I had a weak moment and  bought one of these many years ago. I think the guy I bought it from had won it. It had a chrome springer on it. The Rolling Rock logo on the tank was a cheap sticker. The horn button was fake. It had a plastic phantom light on the front that looked ridiculous on the too short fender. All the plating on the bike was terrible.  "Quicky chrome." This is not a collectable bike, but could have been. I didn't pay much for it and quickly re-sold it for what I paid for it. The bike was mint, and from a few feet away looked sharp. I sold it at night, and that green paint looked sharp. Having grown up riding a Phantom that my Dad bought new in 52,  the Rolling Rock wasn't even close. A very poor imitation. A conversation piece at best. Now, if they had done a better job on the plating and not cut corners quickly throwing this bike together, for a few bucks more would have produced a decent bike. It rode well and the springer worked like a Schwinn's. As I recall, the tires were great. I give them an "c" for effort, but the bike did the job it was intended for. It was a hit. Bars were provided from Rolling Rock with one to give away at a raffle. The local watering hole in my town had one displayed next to the bar. I recall my brother arguing with a guy that claimed it was a Phantom. Give my brother a few beers and he would argue till the sun came up.


----------



## Xlobsterman (Nov 20, 2020)

phantom said:


> I did not know that.


----------



## Xlobsterman (Nov 20, 2020)

coasterbrakejunkie1969 said:


> I screwd up the whole # is D894438
> 
> View attachment 1304266
> 
> ...




Post pics of the complete bike from both sides..........


----------



## Xlobsterman (Nov 21, 2020)

Here is the Binford 6100


----------



## Xlobsterman (Nov 21, 2020)

Out of the box, and fully assembled..............


----------



## scorpius (May 20, 2021)

Does anyone have
 any pics of the promotional signs , posters or print ads showing the Rolling Rock Bike offer?


----------



## Xlobsterman (May 20, 2021)

scorpius said:


> Does anyone have
> any pics of the promotional signs , posters or print ads showing the Rolling Rock Bike offer?
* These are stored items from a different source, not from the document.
PR #10557, opened 2021-10-11
Update 06_Block.md

danielerne:
Set false in blockStart() 
Otherwise it will produce blockControls() twice

  
  

Resolves #


brusch:
Thanks a lot! 👍

PR #10561, opened 2021-10-12
Remove wrong ValidationException parameters

blankse:
Fixes PhpStan level 5 errors.
2 argument must be a integer, not null.


brusch:
Thanks a lot!

PR #10562, opened 2021-10-12
[Assets] Fix versions data can not be properly restored

### LINKED ISSUE #10477: [Bug]: Versions data can not be properly restored
### Expected behavior

When I have two or more versions of an asset I'm expecting to be able to both preview the version (if an image) or publish the older one. I'm also expecting the versions to have different file data.

### Actual behavior

Right now it displays the same image when previewing and if I try to publish an older version of an image I get an error message and if it's a PDF file the preview tab disappears. Also if I check the versions folder on the volume all of the files have the same data.

error-message-image

no-preview-tab

### Steps to reproduce

1. Upload an image or a PDF to an asset folder
2. Upload a new version to the same asset
3. Check file data and confirm that all versions have the same file data
4. Try to preview or publish an older version of the asset and confirm that it's not possible

dvesh3:
Resolves #10477

### DIFF
--- a/models/Version.php
+++ b/models/Version.php
@@ -242,9 +242,8 @@ final class Version extends AbstractModel
             $useHardlinks = \Pimcore::getContainer()->getParameter('pimcore.config')['assets']['versions']['use_hardlinks'];
             $storage->write($this->getBinaryStoragePath(), '1'); // temp file to determine if stream is local or not
             if ($useHardlinks && stream_is_local($this->getBinaryFileStream()) && stream_is_local($data->getStream())) {
-                $linkPath = stream_get_meta_data($this->getBinaryFileStream())['uri'];
-                $storage->delete($this->getBinaryStoragePath());
-                $linked = @link(stream_get_meta_data($data->getStream())['uri'], $linkPath);
+                $linkPath = stream_get_meta_data($data->getStream())['uri'];
+                $linked = @link(stream_get_meta_data($this->getBinaryFileStream())['uri'], $linkPath);
             }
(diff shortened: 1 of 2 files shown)


models/Version.php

I would love to some also, if they do exist?


----------



## Xlobsterman (May 21, 2021)

Xlobsterman said:


> I would love to some also, if they do exist?




I guess I should have doe a better job at proof reading my posts. LOL

I would love to see some advertisements also. One would think that there was some for the promos?


----------



## scorpius (May 22, 2021)

Does anyone here know for certain if this was some type of limited number contest prize by actually being the original winner of one ?


----------



## scorpius (May 22, 2021)

if not there are many other explanations for these bikes


----------



## scorpius (May 22, 2021)

It could be a direct sales offering from the company from a catalog or something similar just like Budweiser , Camel cigarettes , and others did and could be paid for with money or coupons from their various products


----------



## scorpius (May 22, 2021)

it could also be an "in house" item given to special employees


----------



## scorpius (May 22, 2021)

or a perk to a few special distributors that carried their products


----------



## scorpius (May 22, 2021)

I knew a fellow who ran a grocery store in the 60s before the big chain stores came out everywhere , he opened his garage one day and I noticed a bunch of cool advertising stuff I have never seen before 

He explained to me they were "perks and gifts" each of the companies gave him to put their products display in a more prominent place in his grocery store


----------



## scorpius (May 22, 2021)

I recall him giving me a full size huge picnic backyard red umbrella with coke a cola on it from coke company , a set of 4 glass Nescafe earth coffee mugs in box , a huge 4 man raft from another company and lots of various promos that were never offered to the general public


----------



## Xlobsterman (May 22, 2021)

scorpius said:


> Does anyone here know for certain if this was some type of limited number contest prize by actually being the original winner of one ?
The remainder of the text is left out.